### What the task requires
Your task is to copy every line of the entries that holds the word "against".
(Data extracts)
PR #3588, opened 2026-04-13
fix: add header validation to early_hints callback

### LINKED ISSUE #3585: wsgi.early_hints callback has no header validation (response splitting risk)
## Summary
`gunicorn/http/wsgi.py:140-167` — the `wsgi.early_hints` callback constructs 103 Early Hints responses with zero header validation, while the main response path (`process_headers`) validates against `TOKEN_RE` and `HEADER_VALUE_RE`.

A WSGI app passing unsanitized data to early_hints could enable HTTP response splitting via CRLF injection.

## Suggested Fix
Apply the same `TOKEN_RE`/`HEADER_VALUE_RE` validation used in `process_headers` to the early_hints callback.

eddieran:
## Summary

Fixes #3585 — the `wsgi.early_hints` callback constructs 103 Early Hints responses with zero header validation, while `Response.process_headers` already validates header names against `TOKEN_RE` and header values against `HEADER_VALUE_RE`. This gap means a WSGI app passing unsanitized user input to `wsgi.early_hints` could enable HTTP response splitting via CRLF injection.

## What this does

Adds the same `TOKEN_RE.fullmatch(name)` / `HEADER_VALUE_RE.fullmatch(value)` checks (and the `value.strip(" \t")` normalization) from `process_headers` into `send_early_hints`. Raises the same `InvalidHeaderName` / `InvalidHeader` exceptions on failure.

## Addressing maintainer concerns

> Frameworks should do it. Maybe we should ensure to not do the work twice.

Agreed — frameworks *should* validate. But gunicorn already validates in `process_headers` for normal responses, so this PR simply brings `early_hints` to parity. It's defense-in-depth: if the framework misses it, the server catches it. The regex checks are fast and only run on the (typically small) early hints header list, so the cost is negligible.

## Test plan

- [x] Added tests for CRLF injection in header values → `InvalidHeader` raised, nothing written to socket
- [x] Added tests for CRLF injection in header names → `InvalidHeaderName` raised
- [x] Added tests for invalid token characters in header names → `InvalidHeaderName` raised
- [x] Verified valid headers still pass through correctly
- [x] All 11 existing + new early hints tests pass

### DIFF
--- a/gunicorn/http/wsgi.py
+++ b/gunicorn/http/wsgi.py
@@ -143,6 +143,10 @@ def _make_early_hints_callback(req, sock, resp):
         Args:
             headers: List of (name, value) header tuples, typically Link headers
                      Example: [('Link', '</style.css>; rel=preload; as=style')]
+
+        Raises:
+            InvalidHeaderName: If a header name is not a valid HTTP token.
+            InvalidHeader: If a header value contains invalid characters.
         """
         # Don't send after response has started - would break framing
         if resp.headers_sent:
@@ -159,6 +163,16 @@ def _make_early_hints_callback(req, sock, resp):
                 name = name.decode('latin-1')
             if isinstance(value, bytes):
                 value = value.decode('latin-1')
+
+            # Validate header name and value using the same checks as
+            # Response.process_headers — defense-in-depth against
+            # HTTP response splitting via CRLF injection.
+            if not TOKEN_RE.fullmatch(name):
+                raise InvalidHeaderName('%r' % name)
+            if not HEADER_VALUE_RE.fullmatch(value):
+                raise InvalidHeader('%r' % value)
+
+            value = value.strip(" \t")
             response += f"{name}: {value}\r\n".encode('latin-1')
         response += b"\r\n"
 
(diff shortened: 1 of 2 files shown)


gunicorn/http/wsgi.py
```diff
@@ -159,6 +163,16 @@ def send_early_hints(headers):
...
             if isinstance(value, bytes):
                 value = value.decode('latin-1')
+
+            # Validate header name and value using the same checks as
+            # Response.process_headers — defense-in-depth against
+            # HTTP response splitting via CRLF injection.
+            if not TOKEN_RE.fullmatch(name):
+                raise InvalidHeaderName('%r' % name)
+            if not HEADER_VALUE_RE.fullmatch(value):
+                raise InvalidHeader('%r' % value)
```
pajod: Until error handling receives some major cleanup (preferably [class inheritance instead of massive elif](https://github.com/benoitc/gunicorn/blob/9aa54703f4950818aed538dbee9578e868375cc9/gunicorn/workers/base.py#L216-L255)) that exception class should be instantiated with just the name, not the value. Otherwise any way of triggering the exception on purpose can be used move sensitive information between security boundaries. Browsers are picky about what headers can be accessed cross-site, and proxies sitting between Gunicorn and the client might pick which ones to forward. Best not to interfere with that.

eddieran:
Addressed, @pajod — thanks for catching the cross-boundary leak. Changed `raise InvalidHeader('%r' % value)` → `raise InvalidHeader('%r' % name)` so the value never appears in the exception. Agreed that the existing `process_headers` on line 350 has the same pattern, but since you flagged that it's pending the broader error-handling cleanup, I left it alone in this PR.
(End Data extracts)
### Solution to this problem
`gunicorn/http/wsgi.py:140-167` — the `wsgi.early_hints` callback constructs 103 Early Hints responses with zero header validation, while the main response path (`process_headers`) validates against `TOKEN_RE` and `HEADER_VALUE_RE`.
Fixes #3585 — the `wsgi.early_hints` callback constructs 103 Early Hints responses with zero header validation, while `Response.process_headers` already validates header names against `TOKEN_RE` and header values against `HEADER_VALUE_RE`. This gap means a WSGI app passing unsanitized user input to `wsgi.early_hints` could enable HTTP response splitting via CRLF injection.
+            # Response.process_headers — defense-in-depth against
+            # Response.process_headers — defense-in-depth against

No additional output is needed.